Property sector review

Landed residential properties are considered more stable than high-rise properties.

“At the right pricing level, landed residential properties, particularly terraced houses, have enjoyed favourable take-up rates,” it said. “We anticipate prices of landed residential properties to remain stable. If the unemployment rate increases, we expect high-end landed residential properties to undergo a price correction, while houses that are reasonably priced will [see prices] remain stable or reduce marginally.”

On the other hand, high-rise residential properties may see developers offering additional incentives post-Movement Control Order (MCO) to boost sales. Individuals may decide to sell their property below market value.

For retail shops, the report anticipates that occupancy rates will fall, as tenants may stop operations because of the uncertainty of the Covid-19 outbreak. This is compounded by the possibility that shoppers will not return so quickly, further exacerbating the pressure on retailers.

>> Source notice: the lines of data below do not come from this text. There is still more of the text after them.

PR #666, opened 2026-08-31
Deprecate presentation exchange

gp-iaik:
Follow up to https://github.com/a-sit-plus/vck/pull/608


nodh (changes requested):
I'd prefer to keep the additional `@Deprecated` annotations from this PR, but remove the `require` statements, and remove everything deprecated with 9.0 (then also the `require` statements are not needed).

PR #308, opened 2017-08-03
copy BlockId to OAP

linhong-intel:

We need to modify BlockId use Spark Memory Management.
This is because BlockId is attributed "sealed". So new kind of BlockId must
be in the same file.

This commit doesn't change anything in BlockId.scala. Just a Init copy.

## How was this patch tested?

mvn test


linhong-intel:
I'll merge it by today, since it's just a simple copy.

adrian-wang:
So the modification to this file will be in your follow up pr?

linhong-intel:
> So the modification to this file will be in your follow up pr?

@adrian-wang Yes.
I want to separate spark code and my change into two different PRs. For clearness。

adrian-wang:
sure, lgtm

PR #310, opened 2017-08-04
Add the compression type for the oap data file name

lee-lei:
If the oap is uncompressed, keep the original file name.
Verified that the data file name is changed correctly as the
compression type is changed dynamically.

## How was this patch tested?
1. mvn test
2. changed the compression type at runtime, saved data and checked that the data file name is added with the corresponding compression type.

### DIFF
--- a/src/main/scala/org/apache/spark/sql/execution/datasources/oap/OapFileFormat.scala
+++ b/src/main/scala/org/apache/spark/sql/execution/datasources/oap/OapFileFormat.scala
@@ -30,7 +30,7 @@ import org.apache.parquet.hadoop.util.{ContextUtil, SerializationUtil}
 import org.apache.spark.internal.Logging
 import org.apache.spark.sql.{Row, SparkSession}
 import org.apache.spark.sql.catalyst.InternalRow
-import org.apache.spark.sql.catalyst.expressions.{Expression, JoinedRow}
+import org.apache.spark.sql.catalyst.expressions.{AttributeSet, Expression, JoinedRow, SortOrder}
 import org.apache.spark.sql.catalyst.expressions.codegen.GenerateUnsafeProjection
 import org.apache.spark.sql.execution.datasources._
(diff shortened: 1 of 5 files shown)


src/main/scala/org/apache/spark/sql/execution/datasources/oap/OapFileFormat.scala
```diff
@@ -344,11 +344,19 @@ private[oap] class OapOutputWriter(
...
     val isCompressed: Boolean = FileOutputFormat.getCompressOutput(context)
-    val file: Path = new Path(path, getFileName(OapFileFormat.OAP_DATA_EXTENSION))
-    val fs: FileSystem = file.getFileSystem(context.getConfiguration)
+    val conf: Configuration = context.getConfiguration()
+    var compressionFormat: String = ""
+    compressionFormat =
+      conf.get(OapFileFormat.COMPRESSION, OapFileFormat.DEFAULT_COMPRESSION).toString()
+    if (!compressionFormat.isEmpty() && !compressionFormat.matches("UNCOMPRESSED")) {
+      compressionFormat = "." + compressionFormat.toLowerCase()
+    }
```
adrian-wang: 1. I think here we can rewrite the code to avoid having a `var`.
2. if in line 349 you get "UNCOMPRESSED", old file name "a.data" will be "a.UNCOMPRESSEDdata"; and if it is "SNAPPY", the new file name would be "a.snappy.data". Is this expected?

lee-lei: The if statement in line 351 will ensure that the oap data file name will add the compression type only if it will really be  compressed. In other words, it excludes "uncompressed" option. In your case, I think it's expected as long as the oap data will be saved with overwrite mode after the compression type is changed.

linhong-intel:
My suggestion: You can read parquet code as a reference for how to add name extension.

PR #311, opened 2017-08-04
Use OapSession in Test Suite

linhong-intel:

This is similar to SharedSQLContext
How to use:
`class OapIndexQuerySuite extends QueryTest with SharedSQLContext`
change to
`class OapIndexQuerySuite extends QueryTest with OapSharedSQLContext`

Current problem (Solved):
~~~To use OapSession, hive support must be enable. Then table info is stored in disk. `sql("Create Table tablename")` can fail if the table exists~~~


## How was this patch tested?
mvn test


linhong-intel:
This PR is OK to review now.

linhong-intel:
I uploaded another version of TestContext in file "TestOap". Please check if it's the one you want.

adrian-wang:
There are two object TestOAPContext in your code ...

linhong-intel:
close it until I find out a better solution

PR #312, opened 2017-08-06
Release CodecFactory When It's Not Used

linhong-intel:

Modifications:
1. Some Maps in CodecFactory to cache decompressor and compressor
2. Release function in CodecFactory to return decompressor and compressor
3. Close function in OapDataFile to release resources after reading is done
4. Relase CodecFactory after reading/writing is done

## How was this patch tested?

mvn test

### DIFF
--- a/src/main/scala/org/apache/spark/sql/execution/datasources/oap/io/CodecFactory.scala
+++ b/src/main/scala/org/apache/spark/sql/execution/datasources/oap/io/CodecFactory.scala
@@ -24,16 +24,15 @@ import scala.collection.mutable
 import org.apache.hadoop.conf.Configuration
 import org.apache.hadoop.io.compress.{CodecPool, CompressionCodec}
 import org.apache.hadoop.util.ReflectionUtils
+import org.apache.parquet.format.{CompressionCodec => ParquetCodec}
 import org.apache.parquet.hadoop.metadata.CompressionCodecName
 
 // This is a simple version of parquet's CodeFactory.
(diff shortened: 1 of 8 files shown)


src/main/scala/org/apache/spark/sql/execution/datasources/oap/io/CodecFactory.scala
```diff
@@ -66,11 +89,18 @@ private[oap] class BytesCompressor(compressionCodec: Option[CompressionCodec]) {
       case None => bytes
     }
   }
+
+  def release(): Unit = {
+    if (compressor != null) CodecPool.returnCompressor(compressor)
```
adrian-wang: looks like `returnCompressor` already checked if `compressor` is null. And since `compressor` is a lazy val, I think it can never be `null`, right?

src/main/scala/org/apache/spark/sql/execution/datasources/oap/io/CodecFactory.scala
```diff
@@ -19,38 +19,61 @@ package org.apache.spark.sql.execution.datasources.oap.io
 
 import java.io.{ByteArrayInputStream, ByteArrayOutputStream, DataInputStream}
 
+import scala.collection.mutable
```
linhong-intel: Because code style checker warning me to use "mutable.HashMap" rather than "HashMap"

adrian-wang:
LGTM now

PR #313, opened 2017-08-09
bypass data file based on filter and column statistics

adrian-wang:

Bypass file reading by looking at column statistics and pushed down filter.

## How was this patch tested?

added a suite

### DIFF
--- a/pom.xml
+++ b/pom.xml
@@ -249,6 +249,20 @@
       <!--<version>${spark.version}</version>-->
       <version>${spark.internal.version}</version>
     </dependency>
+    <dependency>
+      <groupId>org.apache.spark</groupId>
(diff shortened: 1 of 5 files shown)


linhong-intel:
Just FYI.
You can use below code if it helps.
```
minMax = getStatsFromSchema(schema).foreach(_.setMinMaxFromBytes(min, max))
minMax(i).getMin()
```

adrian-wang:
Thanks Linhong, I'll update this soon.

adrian-wang:
@linhong-intel , by using the method you mentioned, StringType data will also be casted to `Binary`

linhong-intel:
I see. then your current is better.

PR #315, opened 2017-08-17
Use logInfo to output more index information for OAP users

lee-lei:
Three categories of information are provided:
1. which filters are supported by OAP index
2. available indexes and which best index will be used
3. how long index, stats and iterator are loaded or constructed

## How was this patch tested?


lee-lei:
So far I haven't found the appropriate place to get the updated value of accumulator variable, since the accumulator value will be finally updated after actions are finished on the executors. The accumulator value may not be deterministic in the transformation body.

lee-lei:
Any suggestions or comments are really appreciated. Thanks.

lee-lei:
The information required is which data will be using index or not. Some data (or tables) may use index. Some may not. Right now it can be reported easily on the executor side. 

Currently there are two approaches to get the above information on the driver side:
1. It requires a call back or some place on driver side to be informed that the actions (queries) are finished on the executor side. In the call back, we can use the accumulator's final value to decide which data was used index or not on the executor side. 
2. On the executor side, during building file scanner in the initialization of OapDataReader, it will be known if index will be used or not. I am not sure if there is any approach to immediately return this kind of information back to the driver.

lee-lei:
Close this PR. Please refer to the PR#318. The link is https://github.com/Intel-bigdata/OAP/pull/318.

The hospitality sector has been hit hard and several hotels have already closed during the MCO period, as occupancy rates have fallen below 30%, the report said.

“Rental income from serviced apartments used as Airbnb or hotels/resorts will suffer a significant drop due to the Covid-19 outbreak. Owners that rely on rental income from Airbnb services [to] serve their monthly instalments will be at risk of defaulting on their loan payments when the moratorium ends,” it highlighted.

Purpose-built offices will also see a change as many companies that now offer work-from-home options reduce the need for large office space.

“We foresee requirements for office spaces [being reduced]. Rental for office spaces will also [fall] as tenants ask for discounts and rebates during the MCO and [possibly] tenancy renewal due to poor business prospects,” it said.

One bright spot the report highlighted will be industrial properties, as warehousing and logistic services will be in demand, thanks to the boom in online trading.